PR #370, opened 2020-09-22
Fix broken favion url and add query string

gustaveen:
See update to web-next: https://github.com/HedvigInsurance/web-next/pull/540


palmenhq (approved):
whoups

PR #371, opened 2020-09-22
Lokalise web onboarding

palmenhq:
Yeah, here we are :)

It looks worse than it is size-wise


gustaveen:
Sweet! Looks really good, great job @palmenhq  🙌 
Was just thinking if we should document the workflow more in detail. As I understand it now (tell me if that's correct):

- You add the new textkey in the component and in en.json (with or without a translation?)
- You run `yarn download-translations` to sync the new textkey to Lokalise (or is there another cmd to push it to Lokalise?)
- Someone adds the translations in Lokalise
- You run `yarn download-translations` to update the translations files
- You commit the changes and do a deploy to get the translations into production

hedvigoscar:
For reference, this is the workflow we use on the apps:

- Design creates screens in their tooling (Figma)
- Design uses the Lokalise Figma-plugin to export keys in the Figma document to Lokalise
- Translators fulfill translations in Lokalise
- We use the Lokalise integrations to export the translations to the apps

src/client/utils/textKeys.tsx
```diff
@@ -0,0 +1,165 @@
...
+export const TextKeyContext = React.createContext<TextKeys | null>(null)
+
+export const replacePlaceholders = (
+  resolvedKey: string,
+  replacements?: Replacements,
+) => {
+  if (!replacements) {
+    return resolvedKey
+  }
+  const matches = resolvedKey.split(placeholderRegex).filter((value) => value)
```
styrelius, line 26: Seems to me like the `filter` function doesn't really do anything here? 🤔 Or am I missing something?

styrelius:
Nice! Also, I agree with Gustav that it's probably a good idea to have more extensive documentation on the workflow 📜

src/client/utils/textKeys.tsx
hedvigoscar: It performs a truthiness-check on `value`, which means that all values that are `undefined`, `null` or `false` (and maybe some others, javascript is weird) get removed 🙂

styrelius: Aha, of course! 🧠

gustaveen (approved):
🥳

PR #373, opened 2020-09-29
Adjust CSP rules

gustaveen:
## What
Remove nonce value from inline scripts and add `unsafe-inline` rule to the CSP

## Why
This is due to a bug where we could not get any injected GTM scripts to run nor the GTM preview mode. Since this is suboptimal we should aim to restore this.


src/server/middleware/helmet.ts
```diff
@@ -22,6 +21,8 @@ const defaultSrc = [
   'https://tagmanager.google.com',
   'www.googleadservices.com',
   'www.gstatic.com',
+  'https://fonts.gstatic.com',
+  'https://www.google-analytics.com',
```
palmenhq, line 25: U sure about this one? We have it on L20 already..

src/server/middleware/helmet.ts
```diff
@@ -68,13 +69,9 @@ export const helmet = koaHelmet({
       defaultSrc,
       scriptSrc: [
         "'unsafe-eval'",
+        "'unsafe-inline'",
```
palmenhq, line 72: my security heart is crying but i know we have to atm

src/server/middleware/helmet.ts
gustaveen: ah my bad, missed that one. the font is needed though for the GTM preview, the icons is messed up otherwise

src/server/middleware/helmet.ts
gustaveen: I feel you! 😅

src/server/middleware/helmet.ts
gustaveen: also needed a few other for the preview mode in optimize apparently

palmenhq (approved):
😭

PR #379, opened 2020-10-06
[HVG-134] Fix iframe content window access issue

palmenhq:
This may (or may not, i'm unsure) fix the issue where trustly keeps spinning for some, but it will for sure fix the issue about illegal frame accessing.


palmenhq:
I'm just gonna close this since it doesn't acutally solve the problem.

PR #381, opened 2020-10-13
Chore / add eslint import order rule

styrelius:
### What?
Enforce ordered imports with ESLint:
1) Install `eslint-plugin-import` and `eslint-import-resolver-typescript.
2) Add `import/order` rule in `.eslintrc.js`, with the same order as in `web-next` repo.
3) Add `typescript` `import/resolver` in `.eslintrc.js` in order for the setup to work properly.

### Why?
Less mess is beneficial 😇


palmenhq (approved):
Nice!

PR #383, opened 2020-10-13
Feature/add quote debugger

gustaveen:
Web onboarding debugger is back! Updated it to take locale and market into account. 
Screenshot 2020-10-13 at 17 25 13


src/client/pages/Debugger/index.tsx
```diff
@@ -0,0 +1,24 @@
...
+
+const ActualDebugger = React.lazy(() =>
+  import(/* webpackChunkName: "debugger" */ './ActualDebugger').then((m) => ({
+    default: m.ActualDebugger,
+  })),
+)
+
+export const Debugger: React.FC = () => {
+  const [mounted, setMounted] = React.useState(false)
+  React.useEffect(() => setMounted(true), [])
```
styrelius, line 11: Getting a bit confused by this `useEffect` 🤔 I thought the linter would complain about `setMounted` being absent from the dependency array? And won't `setMounted(true)` also be implicitly returned here, which may not be what we want since it will then be used as cleanup function? Or maybe that's not how it works 🤷‍♀️

styrelius: or maybe the linter wouldn't complain since I apparently didn't add `eslint-plugin-react-hooks` hehe 🤷‍♀️

src/client/pages/Debugger/components/Offer.tsx
```diff
@@ -0,0 +1,495 @@
...
+                    currentInsurer: '',
+                    birthDate: '1995-09-29',
+                    ssn: '',
+                    startDate: '',
+                    email: 'blargis@hedvig.com',
+                    norwegianHomeContents: {
+                      coInsured: 0,
+                      isYouth: false,
+                      livingSpace: 0,
+                      street: 'Gulebøjsveien 1',
```
palmenhq, line 141: I love how this keeps coming back 😂

src/client/pages/Debugger/components/Offer.tsx
```diff
@@ -0,0 +1,495 @@
...
+export const NorwegianTravel: React.FC<WithFormikProps> = ({ formik }) => {
+  return (
+    <>
+      <InputField
+        label="Co-insured"
+        placeholder="1"
+        type="number"
+        {...formik.getFieldProps('norwegianTravel.coInsured')}
+      />
+      <div>isYouth TODO</div>
```
palmenhq, line 452: shall we do this now or nah?

src/client/pages/Debugger/index.tsx
palmenhq, line 11: isn't react suspense doing this logic for us tho?

palmenhq (commented):
shall we do something more clever in the debugger re combo quotes and stuff?

src/client/pages/Debugger/components/Offer.tsx
gustaveen: never gets old! 😂

src/client/pages/Debugger/index.tsx
gustaveen: true, we can remove that all together

gustaveen:
> shall we do something more clever in the debugger re combo quotes and stuff?

Sure! But maybe do it in a new PR?

styrelius:
I've had some weird behaviours locally with this but maybe it doesn't really matter. I mean since it's not used in prod we could fix those things later on..? Or what do you think?

gustaveen:
That was a really weird bug but I agree, it's not super crucial since it just a tool for us to test at the moment

styrelius:
@palmenhq What's your opinion? It's still possible to use the debugger, the bug just some weirdness with the `storageState` `quoteIds`

palmenhq:
@styrelius @gustaveen How bad is it..? Like is it quirky in quirky cases or is it hard to use?

styrelius:
> @styrelius @gustaveen How bad is it..? Like is it quirky in quirky cases or is it hard to use?

It's not really that bad - it doesn't make it hard to use. And also I haven't been able to reproduce the bug since before lunch. I say we merge this and maybe I can continue to look into it since I also wanted to make another change to this in a new branch/PR (fetching a new UUID automatically so you don't have to copy-paste it)

gustaveen:
It worked fine for me so let's merge IMO

styrelius (approved):

PR #385, opened 2020-10-26
[HVG-247] Fix / slightly smarter quote debugger

styrelius:
### What?

Make some changes to the quote debugger to make it a bit easier to work with:

1) Use the `uuid` package to generate a new quote UUID every time the `Offer` component mounts.
2) Add more initial form values to you don't have to add anything to the form (unless you want to) in order to create a quote.
3) Move the market specific input fields to their own files: `QuoteFormSweden.tsx`, `QuoteFormNorway.tsx` and `QuoteFormDenmark.tsx`.
4) Move the initial form values for different markets into these new files and add `initialFormValue` as properties to the objects in `quotesByMarket` to make them easily accessible.
5) Add a `hasQuoteCreatingError` state in order to render a message when there's an error in the quote creating.
6) Add `handleSubmit` function and move logic there that was copy-pasted three times.

Also add `da_DK` and `en_DK` to `getPickedLocaleFromCurrentLocale` in order to get the right perils back when calling `getQuote` from `useQuoteLazyQuery`.

<br>

### Why?

Having to actually write stuff in the form when creating a quote gets tiring fast and the lack of response when something went wrong also made it very confusing for me. Of course you can go to the "Network" tab but with a web socket connection it isn't super easy to find the right errors. Also the `Offer.tsx` file was really big and in my opinion really hard to get an overview of, with a lot of logic being repeated three or four times.

In addition to that we didn't use the right locale when fetching perils, so that needed to be fixed to get the right perils.

_Referenced ticket [here](https://hedvig.atlassian.net/browse/HVG-247)_ 

<br>

### Screenshot

**Placeholder perils:**
2020-10-26-placeholder-perils

### GIF

**Creating a danish quote with the debugger:**

2020-10-26-quote-debugger

<hr>
<hr>

### Update
The error state is now the actual error message sent from the backend instead of just a boolean:
2020-10-26-quote-debugger-error


styrelius:
Of course there are still a lot that could be done better here, like for example we still don't have a solution for quote bundles but let's fix that in another PR, after we get the whole signing up flow working for Danish home insurance?

src/client/pages/Debugger/components/Offer.tsx
```diff
@@ -94,6 +164,7 @@ export const Offer: React.FC = () => {
             {() => (
               <InputField
                 label="Quote id"
+                name="Quote id"
```
gustaveen, line 167: Now that we generate the uuid, we might as well set it the input to disabled since there's no need to edit it right?
```suggestion
                name="Quote id"
                disabled
```

src/client/pages/Debugger/components/Offer.tsx
```diff
@@ -24,63 +38,119 @@ enum QuoteType {
...
     }
+
+    storageState.session.setSession({
+      ...storageState.session.getSession(),
+      quoteIds: [quoteId],
+    })
   }, [quoteId])
 
+  useEffect(() => {
+    if (quoteId?.length === 36 && sessionToken) {
```
gustaveen, line 149: If we disabled the uuid input field you can remove the length check

src/client/pages/Debugger/components/Offer.tsx
```diff
@@ -24,63 +38,119 @@ enum QuoteType {
...
+        localeIsoCode,
+      )({
+        input: {
+          ...values,
+          id: quoteId,
+          currentInsurer: values.currentInsurer || undefined,
+          // @ts-ignore
+          startDate: values.startDate || undefined,
+        },
+      }).catch(() => setHasQuoteCreatingError(true))
```
gustaveen, line 122: Now that we get a somewhat better error messages, an idea would be to print it out to give you some clue on the error
```suggestion
      }).catch((e) => {
         setQuoteCreatingError(e.message)
       })
```

gustaveen (commented):
Nice push Ellen! 🙌

src/client/pages/Debugger/components/Offer.tsx
styrelius: Yep, that might be a good idea. 👍 I think I tested it but I don't remember why I removed it haha!

src/client/pages/Debugger/components/Offer.tsx
styrelius: But we want to be able to paste in an existing id and get the quote maybe?

styrelius: Is that a reason to leave it as is @gustaveen ? What do you think @palmenhq ?

src/client/pages/Debugger/components/Offer.tsx
styrelius: Have added the error message!

src/client/pages/Debugger/components/Offer.tsx
```diff
@@ -124,371 +197,90 @@ export const Offer: React.FC = () => {
...
+              </Formik>
             </>
           )}
           {data?.quote && <pre>{JSON.stringify(data, null, 2)}</pre>}
+          {quoteCreatingError && (
+            <>
+              <h2>Something went wrong 😔</h2>
+              <p>
+                <u>Error message:</u> {quoteCreatingError}
+              </p>
```
gustaveen, line 278: Might be easier to read in a pre tag :) 
```suggestion
              <p>Error message:</p> 
               <pre>{quoteCreatingError}</pre>
```

styrelius: It actually gets worse then since the `<pre>` tag makes it use the line breaks from the original formatting - which means _no_ line breaks.

styrelius: image

gustaveen: I thought it was easier to read when you got a longer error massage actually 😁  But let's go with a paragraph 👍
Screenshot 2020-10-27 at 09 41 35

src/client/pages/Debugger/components/Offer.tsx
gustaveen: But right now we can't fetch an already created quote right (and I don't think we need it). If you edit the id you will end up creating a new quote

styrelius: Well actually 🤓 If you paste an id of a quote you already created in the quote id field the quote is fetched and the data for that quote is displayed. Since the fetching is triggered by change to the quote id. So we can fetch already created quotes! 
I don't see the use case for it either though, but I have a faint memory of @palmenhq saying that was the idea behind having an input field for the id in the first place.

src/client/pages/Debugger/components/Offer.tsx
styrelius: Haha WOW never gotten that error message 😅 What did you do to trigger that?

styrelius: And YES, you're of course right it's easier to read those really long error messages with pre tag - I've just been so focused on the errors from submitting wrong id so didn't check this 😳

styrelius: OK, the best solution was the `<pre>` tag with `whiteSpace: 'pre-wrap'` styling to make it not overflow:
image
Thank you mister for being so persistent! 🙏

src/client/pages/Debugger/components/QuoteFormSweden.tsx
```diff
@@ -0,0 +1,61 @@
...
+        {...formik.getFieldProps('swedishApartment.street')}
+      />
+      <InputField
+        label="Zip code"
+        placeholder="12345"
+        {...formik.getFieldProps('swedishApartment.zipCode')}
+      />
+      <InputField
+        label="Type"
+        placeholder=""
```
palmenhq, line 50: is this required?

src/client/pages/Debugger/components/QuoteFormNorway.tsx
```diff
@@ -0,0 +1,86 @@
...
+        {...formik.getFieldProps('norwegianHomeContents.street')}
+      />
+      <InputField
+        label="Zip code"
+        placeholder="1234"
+        {...formik.getFieldProps('norwegianHomeContents.zipCode')}
+      />
+      <InputField
+        label="Type"
+        placeholder=""
```
palmenhq, line 63: same do we need it?

src/client/pages/Debugger/components/Offer.tsx
```diff
@@ -124,371 +197,93 @@ export const Offer: React.FC = () => {
...
-                        // @ts-ignore
-                        startDate: values.startDate || undefined,
-                      },
-                    })
+              <Formik
+                initialValues={
+                  getCurrentAvailableQuoteData(currentMarket, quoteType)
+                    ?.initialFormValues || {}
+                }
+                onSubmit={async (values) => handleSubmit(values, storage)}
```
palmenhq, line 205: since we don't have any `await` this does not have to be async.

src/client/pages/Debugger/components/Offer.tsx
```diff
@@ -124,371 +197,93 @@ export const Offer: React.FC = () => {
...
+                    </Form>
+                  </>
+                )}
+              </Formik>
             </>
           )}
           {data?.quote && <pre>{JSON.stringify(data, null, 2)}</pre>}
+          {quoteCreatingError && (
+            <>
+              <h2>Something went wrong 😔</h2>
```
palmenhq, line 275: Aaw ❤️

palmenhq (dismissed):
looks good, just some nit

src/client/pages/Debugger/components/Offer.tsx
styrelius: OK, since we agreed on keeping the UUID input field as it is (for now, maybe adding a button to generate a UUID in the future) I will resolve this conversation! 😇

src/client/pages/Debugger/components/Offer.tsx
styrelius: OK, since we agreed on keeping this as it is (for now, maybe adding a button to generate a UUID in the future) I will resolve this conversation! 😇

src/client/pages/Debugger/components/QuoteFormSweden.tsx
styrelius: For Sweden it is required to pass the type in order to create a quote yes. Or maybe you mean we should actually add `required` to all input fields that are required?

src/client/pages/Debugger/components/QuoteFormNorway.tsx
styrelius: Yes :)
image

styrelius: But we actually don't need `ssn` so maybe I should remove that

src/client/pages/Debugger/components/Offer.tsx
styrelius: Ah, I believe I thought that since `handelSubmit` is an `async` function we needed the `async` here as well. 😁 But you are of course very right, that's not how it works. I will remove that!

src/client/pages/Debugger/components/QuoteFormSweden.tsx
styrelius: Or did you mean the `placeholder`? I don't remember, since those were already there when I started working one this I assumed it's something required by Formik. I'll look into it!

styrelius: OK so it's required in the `interface CoreInputFieldProps` in `/inputs/index.tsx`. Can I make that property optional maybe? Or will that mess up something else?

palmenhq: I think we should make it optional, empty string just feels silly

src/client/pages/Debugger/components/Offer.tsx
gustaveen: Snyggt! 👌  Haha, sorry for being a nag 😆

src/client/pages/Debugger/components/QuoteFormSweden.tsx
styrelius: 👍

palmenhq (dismissed):
Let’s just fix the typecheck and we’re good to go imo! Much awesomeness in here 😎

gustaveen (approved):
Wohoo! Awesome @styrelius 🥳
giphy

PR #739, opened 2022-01-03
Make sure we set correct html lang

gustaveen:
## What?
Make sure we set correct html lang

## Why?
To identify the language of the site to give correct info to screen readers, search engines and such. The cookie banner also follows the set html lang, that's how I discovered it :) 

https://user-images.githubusercontent.com/6661511/147944389-b953c19d-7247-4ea8-ad9f-e0e26c12b0d2.mov


robinandeer (approved):
Nice catch!

PR #741, opened 2022-01-04
fix(Checkout): updated toggle method

guilhermespopolin:
## What?

- Changed `Checkout` toggle function so url gets updated properly; `redirect` is being used instead of `push` because IMHO as a user, I don't expect a UI like a _Sidebar_ incrementing browser's history list.

## Why?

- Given a link that triggers Checkout opening (/sign), when user clicks on 'close' button
app goes back in the browser history which results on an empty browser tab; By clicking on `Checkout` close button, user should be able to see/interact with _Offer_ page.

### Current Behaviour

https://user-images.githubusercontent.com/19200662/148051562-452831a5-db9e-4114-99c1-6d8cfc9bdb74.mov

 
### New Behaviour

https://user-images.githubusercontent.com/19200662/148051576-b181a588-09f5-415c-a9e3-d34d74e72101.mov

### DIFF
--- a/src/client/pages/Offer/index.tsx
+++ b/src/client/pages/Offer/index.tsx
@@ -45,11 +45,13 @@ const createToggleCheckout = (
   locale?: LocaleLabel,
 ) => (isOpen: boolean) => {
   if (isOpen) {
-    history.push(
+    history.replace(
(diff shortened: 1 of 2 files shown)


robinandeer (approved):
Yeah I also think this makes sense while we move towards the new checkout flow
────────
→ Required action
Begin with the line that has "- Translators fulfill" in the listing above and end after the line that has "Nice! Also, I"; output those lines exactly.

→ Expected output
- Translators fulfill translations in Lokalise
- We use the Lokalise integrations to export the translations to the apps

src/client/utils/textKeys.tsx
```diff
@@ -0,0 +1,165 @@
...
+export const TextKeyContext = React.createContext<TextKeys | null>(null)
+
+export const replacePlaceholders = (
+  resolvedKey: string,
+  replacements?: Replacements,
+) => {
+  if (!replacements) {
+    return resolvedKey
+  }
+  const matches = resolvedKey.split(placeholderRegex).filter((value) => value)
```
styrelius, line 26: Seems to me like the `filter` function doesn't really do anything here? 🤔 Or am I missing something?

styrelius:
Nice! Also, I agree with Gustav that it's probably a good idea to have more extensive documentation on the workflow 📜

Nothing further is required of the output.